= Constance Robertson =

Australian journalist (1895–1964)

Constance (Connie) Robertson (1895–1964) was an Australian journalist best known as women's editor of the Sydney Morning Herald.

==Early life and career==
Robertson was born on 16 October 1895 in Sydney. She was the eldest of six children of Constance (née Ivingsbelle) and Alfred George Stephens, literary critic for The Bulletin.

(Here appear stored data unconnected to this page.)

PR #424, opened 2021-12-06
Fix REPL binding

st0012:
This PR fixes 2 issues:
- Currently, special local `_raised`  doesn't work in C method frames.
- Local variables assigned in REPL aren't stored in the binding.

### DIFF
--- a/lib/debug/frame_info.rb
+++ b/lib/debug/frame_info.rb
@@ -118,22 +118,6 @@ module DEBUGGER__
       "#{pretty_path}:#{location.lineno}"
     end
 
-    private def make_binding
-      __newb__ = self.self.instance_eval('binding')
-      self.local_variables.each{|var, val|
-        __newb__.local_variable_set(var, val)
-      }
-      __newb__
-    end
-
-    def eval_binding
-      if b = self.binding
-        b
-      elsif self.local_variables
-        make_binding
-      end
-    end
-
     def local_variables
       if lvars = self._local_variables
         lvars
--- a/lib/debug/thread_client.rb
+++ b/lib/debug/thread_client.rb
@@ -352,7 +352,7 @@ module DEBUGGER__
     def frame_eval src, re_raise: false
       @success_last_eval = false
 
-      b = current_frame&.eval_binding || TOPLEVEL_BINDING
+      b = current_frame&.binding || TOPLEVEL_BINDING
 
       special_local_variables current_frame, binding: b do |name, var|
         b.local_variable_set(name, var) if /\%/ !~ name
--- a/lib/debug/thread_client.rb
+++ b/lib/debug/thread_client.rb
@@ -355,7 +355,7 @@ module DEBUGGER__
       b = current_frame&.eval_binding || TOPLEVEL_BINDING
       b = b.dup
 
-      special_local_variables current_frame do |name, var|
+      special_local_variables current_frame, binding: b do |name, var|
         b.local_variable_set(name, var) if /\%/ !~ name
       end
 
@@ -442,10 +442,12 @@ module DEBUGGER__
 
     ## cmd: show
 
-    def special_local_variables frame
+    def special_local_variables frame, binding: nil
       SPECIAL_LOCAL_VARS.each do |mid, name|
         next unless frame&.send("has_#{mid}")
-        name = name.sub('_', '%') if frame.binding.local_variable_defined? name
+        binding ||= frame&.binding
+        next unless binding
+        name = name.sub('_', '%') if binding.local_variable_defined? name
         yield name, frame.send(mid)
       end
     end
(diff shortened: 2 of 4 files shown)


lib/debug/thread_client.rb
```diff
@@ -348,10 +348,9 @@ def instance_eval_for_cmethod frame_self, src
     def frame_eval src, re_raise: false
       @success_last_eval = false
 
-      b = current_frame&.eval_binding || TOPLEVEL_BINDING
-      b = b.dup
+      b = current_frame&.binding || TOPLEVEL_BINDING
 
-      special_local_variables current_frame do |name, var|
+      special_local_variables current_frame, binding: b do |name, var|
```
st0012, line 353: To evaluate in C frames, we should be able to fallback to `TOPLEVEL_BINDING`. So relying on the frame's binding is not enough here.

lib/debug/thread_client.rb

She was educated by her father and then worked on The Bookfellow from 1911–1916. In 1917 she moved to the Sydney Sun.

Robertson edited Woman's Budget from 1930 to 1936, before becoming editor of the women's supplement of the Sydney Morning Herald (and later of the Sunday Herald and the Sun-Herald).

She was an accredited war correspondent in World War II. She continued to write a weekly column for the Herald after she retired in April 1962.

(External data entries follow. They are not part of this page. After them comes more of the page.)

PR #428, opened 2021-12-08
rename `--util=init` to `--util=setup-autoload`

ko1:
`--util=init` is secret feature to help auto-loading debug.gem
without any additional wirting (like `gem debug` in Gemfile).

This fix is:

* renaming the command line option from `--util=init` to `--util=setup-autoload`
  to make clear the task.
* remove `--util=init -`.
* support zsh and fish.


ko1:
Thank you!

PR #433, opened 2021-12-14
Skip tests for DAP if the environmental variable is not set

ono-max:
To embed debug.gem in ruby 3.1, we have to make tests passes. Because the current test framework for DAP is not stable, we'll skip tests for DAP as an ad hock way.


st0012:
Perhaps we can add a new workflow for DAP tests? We can also add `continue-on-error: true` so when it failed the entire build would still be green.

ko1:
it will be tested on ruby/ruby so we need to stop the unstable DAP test ASAP.

st0012:
@ko1 yeah I understand that. my suggestion is to add a new job for the DAP tests (with the ENV enabled) so we can still get DAP tested on CI.

ono-max:
@st0012 
Sorry, for late reply.

> my suggestion is to add a new job for the DAP tests (with the ENV enabled) so we can still get DAP tested on CI.

I agree with your opinion. Let me create the PR to add a new job for DAP tests.

PR #226, opened 2022-10-03
Feature/rating metadata

rma-rripken:
Based on cwms-database-dev meeting I switch to the pl/sql retrieve and stopped using the rating views.


cwms_radar_api/src/main/java/cwms/radar/data/dao/RatingTemplateDao.java
```diff
@@ -233,7 +235,7 @@ private Set<RatingTemplate> getRatingTemplates(String office, String templateIdM
         }
 
         SelectLimitStep<? extends Record> innerSelect = dsl.select(
-                        OracleDSL.rownum().as("rnum"),
+                        OracleDSL.rownum().as(RNUM),
```
MikeNeilson, line 238: This may break in a few cases. At least I vaguely remember using the row number causing issues with pagination.

MikeNeilson (approved):

MikeNeilson:
Probably good to wait for Adam, but conceptually it all looks okay to me. the Query with the row num is a little iffy, but honestly it if works we can deal with it later. The task at hand is can the client read it, not is it the fastest thing in the world (not that that's unimportant.)

PR #228, opened 2022-10-04
Adding subTypes and @Schema annotations based on QuestionDTO example.

rma-rripken:
Adding these annotations seems to make the codegen happier.


cwms_radar_api/src/main/java/cwms/radar/data/dto/rating/AbstractRatingMetadata.java
```diff
@@ -15,23 +19,31 @@
                 ExpressionRating.class,
                 UsgsStreamRating.class
         },
-        discriminatorProperty = "ratingType",
+        discriminatorProperty = "rating-type",
         discriminatorMapping = {
                 @DiscriminatorMapping(value = TableRating.RATING_TYPE, schema = TableRating.class),
```
MikeNeilson, line 24: I wonder if this will work well for the text timeseries. I suspect so and am glad you found it.

MikeNeilson (approved):

Issue #245, opened 2022-10-14
Develop method to catch Swagger schema vs serialized output mismatch


rma-rripken:
Adam recently pointed out that the Swagger schema for TimeSeriesExtents didn't match the serialized output. 
What happened is that TimeSeriesExtents gets serialized by JSONv2 which sets Kebab case on its object mapper.  Anything that goes thru JSONv2 that doesn't specify its desired naming is going to get kebab-case.
The Swagger schema is generated by Swagger looking at the return type of the method.  In this case the return type includes TimeSeriesExtents object and when Swagger inspects the fields on TimeSeriesExtents they don't have any naming overrides on them so Swagger assumes they are going to be camel-case.

If you code-gen a client from the Swagger schema (which is one of the benefits of publishing the schema) your client is going to expect "earliestTime" but the field you will actually get in the json is "earliest-time".

The fix for this in TimeSeriesExtents is just to annotate the object correctly.  Like this:

@JsonNaming(PropertyNamingStrategies.KebabCaseStrategy.class)
public class TimeSeriesExtents {...

I'd like to figure out a way to catch these errors before clients do.  

1)  One way would be to codegen our own clients from the schema and serialization test with them but that seems a little heavy.

2) Maybe there is a swagger config setting somewhere like the flag was set on jackson serializer to use kebab - maybe there is a flag we can set on swagger so that it uses kebab?

3) We could just ensure that we annotate all the DTO reachable classes - this would work but it seems like it would be really easy to miss a class.  This is what we've been doing so far but it doesn't ensure that we don't miss a class.

4) Maybe we could write a util method that serializes an object with an object mapper that has the kebab flag set and then again with another object mapper that doesn't have the flag set and compare the results.  If something changed than the class is missing annotations.  We'd still have to have a test case that calls the util method for each class but that might not be too bad if it was as easy as: object=build();  serializeTwoWays(object);
 
5) If its just about annotations, maybe we could write something that looks at all the DTO classes and inspects their annotations and makes sure there is some sort of @JsonNaming annotation on each class?  Might not be too bad.

6) The real problem is that the output from the controller doesn't match the Swagger schema.  Maybe we could attack the problem head-on and just get the swagger schema and then make sure each field in the serialized output matches the name of the field in the schema.  This could be done a variety of ways.  It might even be possible to have GPT-3 do it...  R&D?

rma-rripken:
OpenApiOptions has several methods that might accomplish approach #2 and do what we need.  
[...]

PR #249, opened 2022-10-18
Change the model converter to generate schema with kebab as default

rma-rripken:
This could partially address #245.  It doesn't catch it but it makes it harder for the mismatch to occur.   This PR should ideally have a test.   Perhaps remove the TimeSeriesExtents annotation   @JsonNaming(PropertyNamingStrategies.KebabCaseStrategy.class)  and verify that it still JsonV2 serializes as "earliest-time" and then also pull the schema and verify that the schema contains "earliest-time".  Just a thought.


MikeNeilson:
that test sounds obnoxious. honestly i might not be too difficult to right a generic processor that checks for camelCase in the elements. Something like the checkstyle matcher for names.

cwms_radar_api/src/main/java/cwms/radar/ApiServlet.java
```diff
@@ -325,6 +326,16 @@ private OpenApiOptions getOpenApiOptions() {
                     doc.json("404", RadarError.class);
                 })
                 .activateAnnotationScanningFor("cwms.radar.api");
+
+        // This next section is to make Swagger use KEBAB-CASE by default for
```
MikeNeilson: I swear I tried doing this and it didn't work. I'm glad it did for you.

MikeNeilson (dismissed):

Issue #248, opened 2022-10-18
Add endpoint providing the Major.Minor version of RADAR


adamkorynta:
This will allow clients to enable/disable features that are not supported by instance of RADAR.

MikeNeilson:
We also want this for some performance checks that are in the works in a separate repo.

rma-rripken:
We have a version string.  Its in the info section of the schema.  We just haven't been incrementing it.

rma-rripken:
#250

MikeNeilson:
oh, good point, that actually should just match the gradle version number.

rma-rripken:
It would be nice to be able to version each end-point.  
I don't see a place in the schema to do that.  There are tags, We could tag them with their version but that doesn't seem right.

MikeNeilson:
Yeah that would get a bit much.

adamkorynta:
Seems less useful than overall version number and would only be handy during simultaneous client+server development.

PR #250, opened 2022-10-18
Increment the version number.

rma-rripken:
Increment version string.  #248

### DIFF
--- a/cwms_radar_api/src/main/java/cwms/radar/ApiServlet.java
+++ b/cwms_radar_api/src/main/java/cwms/radar/ApiServlet.java
@@ -102,7 +102,10 @@ public class ApiServlet extends HttpServlet {
     public static final String OFFICE_ID = "office_id";
     public static final String DATA_SOURCE = "data_source";
     public static final String DATABASE = "database";
-    public static final String VERSION = "3.0";
+
+    // The VERSION should match the gradle version but not contain the patch version.
+    // For example 2.4 not 2.4.13
+    public static final String VERSION = "2.4";
 
     private MetricRegistry metrics;
     private Meter totalRequests;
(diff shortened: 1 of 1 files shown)


cwms_radar_api/src/main/java/cwms/radar/ApiServlet.java
```diff
@@ -102,6 +102,7 @@ public class ApiServlet extends HttpServlet {
     public static final String OFFICE_ID = "office_id";
     public static final String DATA_SOURCE = "data_source";
     public static final String DATABASE = "database";
+    public static final String VERSION = "3.0";
```
MikeNeilson: why are we jumping to 3?

rma-rripken: It doesn't have to be 3.0.  2.1?

MikeNeilson: shove the gradle version property into a resource file and pull it from there?

rma-rripken: oh. 2.4 to match the gradle.

MikeNeilson: or at least the major/minor. There's a use case to know if it's def newer to run performance checks but I can add a hash laster.

MikeNeilson (approved):

adamkorynta:
Still would like it to grab the version from gradle instead of duplicating....

rma-rripken:
I thought about figuring out how to pull it from gradle or have the build put it in a resource and ... well, maybe next release?

MikeNeilson:
agreed, not hard but this at least works for now.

== Personal life and death ==

She married journalist William Kinnear Robertson on 25 July 1928. Robertson died of cerebrovascular disease at North Sydney on 3 March 1964. Her husband predeceased her a few days earlier. She was survived by her daughter Margot.

== Recognition and legacy ==

Robertson was appointed an Officer of the British Empire in 1955. She has been inducted into the Australian Media Hall of Fame. Her papers are held at the State Library of NSW.